Hofer: "Unter der Regie des Umweltministers verkommt Österreich vom Vorreiter der Umwelttechnik zum energiepolitischen Anachronismus und Klimasünder"

Wien (OTS) - Die neue Klimastrategie ist Demaskierung und
Bankrotterklärung eines Umweltministers, der viel spricht, wenig sagt
und fast nichts tut. Die nunmehr vorliegenden Zahlen, die eklatante
Defizite im österreichischen Klimaschutz-Plansoll aufzeigen, spotten
der ökomissionarischen Selbstdarstellung Josef Prölls.

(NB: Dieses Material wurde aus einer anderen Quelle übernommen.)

PR #6475, opened 2026-08-18
TRUNK-6775: Break circular dependency between core utilities and HL7

IrinaEkb:

This change breaks the circular dependency between core utilities and HL7 support.

The following HL7-owned global property definitions were moved from `OpenmrsConstants` to `HL7Constants`:

- `GLOBAL_PROPERTY_HL7_ARCHIVE_DIRECTORY`
- `GLOBAL_PROPERTY_IGNORE_MISSING_NONLOCAL_PATIENTS`

Their registration as global properties was also moved from `OpenmrsConstants` to the HL7 side.

This removes the core dependency on HL7-owned constants and makes the dependency direction one-way: from HL7 to core.

## Issue I worked on

TRUNK-6775

### DIFF
--- a/api/src/main/java/org/openmrs/hl7/HL7Constants.java
+++ b/api/src/main/java/org/openmrs/hl7/HL7Constants.java
@@ -56,6 +56,8 @@ public class HL7Constants {
 
 	/**
 	 * Used in hl7 sextuplets: 123^Primary name^99DCT^345^Chosen name^99NAM
+	 * These are  the constants used by FormUtil
+	 * FOR TRUNK-6775
 	 */
 	public static final String HL7_LOCAL_CONCEPT = "99DCT";
 
@@ -79,8 +81,16 @@ public class HL7Constants {
 	 * default name for HL7_archives destination directory
 	 *
 	 * @since 1.7
+	 * 
+	 * FOR TRUNK-6775
 	 */
 	public static final String HL7_ARCHIVE_DIRECTORY_NAME = "hl7_archives";
+
+	public static final String GLOBAL_PROPERTY_HL7_ARCHIVE_DIRECTORY =
+		"hl7_archive.dir";
+
+	public static final String GLOBAL_PROPERTY_IGNORE_MISSING_NONLOCAL_PATIENTS =
+		"hl7_processor.ignore_missing_patient_non_local";
 
 	/**
 	 * @since 1.10
--- a/api/src/main/java/org/openmrs/util/FormUtil.java
+++ b/api/src/main/java/org/openmrs/util/FormUtil.java
@@ -26,7 +26,7 @@ import org.openmrs.ConceptName;
 import org.openmrs.Drug;
 import org.openmrs.Form;
 import org.openmrs.FormField;
-import org.openmrs.hl7.HL7Constants;
+
 
 /**
  * OpenMRS utilities related to forms.
@@ -220,7 +220,7 @@ public class FormUtil {
 	 * @return String representation of the given concept
 	 */
 	public static String conceptToString(Concept concept, ConceptName localizedName) {
-		return concept.getConceptId() + "^" + localizedName.getName() + "^" + HL7Constants.HL7_LOCAL_CONCEPT; // + "^"
+		return concept.getConceptId() + "^" + localizedName.getName() + "^" + "99DCT"; // + "^"
 	}
 
 	/**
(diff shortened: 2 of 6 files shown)


api/src/main/java/org/openmrs/util/databasechange/MoveDeletedHL7sChangeSet.java
```diff
@@ -46,7 +46,7 @@ public void execute(Database database) throws CustomChangeException {
 		insertHL7Sql.append("INSERT INTO hl7_in_queue");
 		insertHL7Sql.append(" (hl7_source, hl7_source_key, hl7_data, date_created, uuid, message_state)");
 		insertHL7Sql.append(" VALUES (?, ?, ?, ?, ?, ");
-		insertHL7Sql.append(HL7Constants.HL7_STATUS_DELETED);
+		insertHL7Sql.append(4); //deleted (HL7Constants.HL7_STATUS_DELETED);
```
jwnasambu, line 49: This change replaces `HL7Constants.HL7_STATUS_DELETED` with a hardcoded `4`. This doesn't appear related to breaking the circular dependency between core utilities and HL7. The constant is still available in `HL7Constants` and there's no circular dependency issue with this particular constant. Was this intentional?

api/src/main/java/org/openmrs/util/OpenmrsConstants.java
```diff
@@ -249,7 +249,8 @@ public static final Collection<String> AUTO_ROLES() {
 
 	public static final String GLOBAL_PROPERTY_USER_REQUIRE_EMAIL_AS_USERNAME = "user.requireEmailAsUsername";
 
-	public static final String GLOBAL_PROPERTY_HL7_ARCHIVE_DIRECTORY = "hl7_archive.dir";
+	// FOR TRUNK-6775
```
jwnasambu, line 252: The old constants are commented out rather than deleted. For a clean refactor, these should be removed entirely. Commented-out code adds noise. If there's a backwards compatibility concern for modules referencing these constants, that should be documented.

api/src/main/java/org/openmrs/hl7/HL7Constants.java
```diff
@@ -56,6 +56,8 @@ private HL7Constants() {
 
 	/**
 	 * Used in hl7 sextuplets: 123^Primary name^99DCT^345^Chosen name^99NAM
+	 * These are  the constants used by FormUtil
+	 * FOR TRUNK-6775
```
jwnasambu, line 60: The comment "FOR TRUNK-6775" should not be in production code. Javadoc should describe what the constant is for in general terms, not reference specific internal refactoring tickets.

api/src/main/java/org/openmrs/hl7/HL7Constants.java
```diff
@@ -79,9 +81,17 @@ private HL7Constants() {
 	 * default name for HL7_archives destination directory
 	 *
 	 * @since 1.7
+	 * 
+	 * FOR TRUNK-6775
```
jwnasambu: The comment "FOR TRUNK-6775" should not be in production code. Also, there's an unnecessary extra blank line here that should be removed.

api/src/main/java/org/openmrs/util/FormUtil.java
```diff
@@ -220,7 +220,7 @@ public static String conceptToString(Concept concept, Locale locale) {
 	 * @return String representation of the given concept
 	 */
 	public static String conceptToString(Concept concept, ConceptName localizedName) {
-		return concept.getConceptId() + "^" + localizedName.getName() + "^" + HL7Constants.HL7_LOCAL_CONCEPT; // + "^"
+		return concept.getConceptId() + "^" + localizedName.getName() + "^" + "99DCT"; // + "^"
```
jwnasambu, line 223: Replaced `HL7Constants.HL7_LOCAL_CONCEPT` with the hardcoded string `"99DCT"`. This loses the semantic meaning of the constant. Since `FormUtil` is in `org.openmrs.util` and `HL7Constants` is in `org.openmrs.hl7`, the original import created the circular dependency concern. A better approach might be to define a local constant in `FormUtil` (e.g., `LOCAL_CONCEPT_CODE = "99DCT"`) with a comment explaining what it means, rather than scattering magic strings.

IrinaEkb:
Thank you for the review and feedback! Unfortunately, I don't have enough free time to finish this ticket right now, so I'm closing this PR. Anyone else is welcome to take over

Wenn in Österreich neun Millionen Tonnen oder 7,6 Prozent mehr CO2
ausgestoßen werden, als dies in den Vereinbarungen zum
Kyoto-Protokoll vorgesehen ist, kann diese desaströse Bilanz nicht
mit ministerialen Flottsprüchen, wie: "Das ist öko-, aber nicht
logisch!" vom Tisch gewischt werden.

FPÖ-Umweltsprecher NAbg. Norbert Hofer: "Josef Pröll hat auf ganzer
Linie versagt. In der Landwirtschaft verantwortet er im Zusammenspiel
mit seinem Vorgänger Molterer das folgenschwerste Bauernsterben in
der Geschichte unseres Landes. Was den Ausbau erneuerbarer Energien
betrifft, verschuldet er den Rückfall Österreichs vom innovativen
Musterschüler zum energiepolitischen Hinterbänkler."

Im Klimaschutz schießt der Minister, der zwar einen schweren
Straßenkreuzer seinen Dienstwagen nennt, jedoch nach eigenen Worten
meist mit dem Fahrrad unterwegs ist, den Vogel ab, den ihm manches
Opfer seines Ökostromerzeuger wie -bezieher benachteiligenden
"Ökostromgesetzes" gerne zeigte.

Das eigene CO2-Reduktionsziel nicht nur nicht erreicht, sollen nun
auch noch die Steuerzahler zur Kassa gebeten werden, um sich durch
"grüne Investitionen im Ausland" und damit den Erwerb von
Luftverschmutzungs-Zertifikaten von den Pröll´schen Versäumnissen
freizukaufen.

Hofer: "Im Klartext: Von den im Jahr 2005 ausgestoßenen 93,25
Millionen Tonnen an Schadstoffen müssten 15,55 Millionen Tonnen
eingespart werden. Eingespart wird aber bezeichnenderweise nur dort,
wo aufgrund der stetig sinkenden Zahl an Betrieben zwangsläufig
weniger Emissionen zustande kommen - im Agrarbereich."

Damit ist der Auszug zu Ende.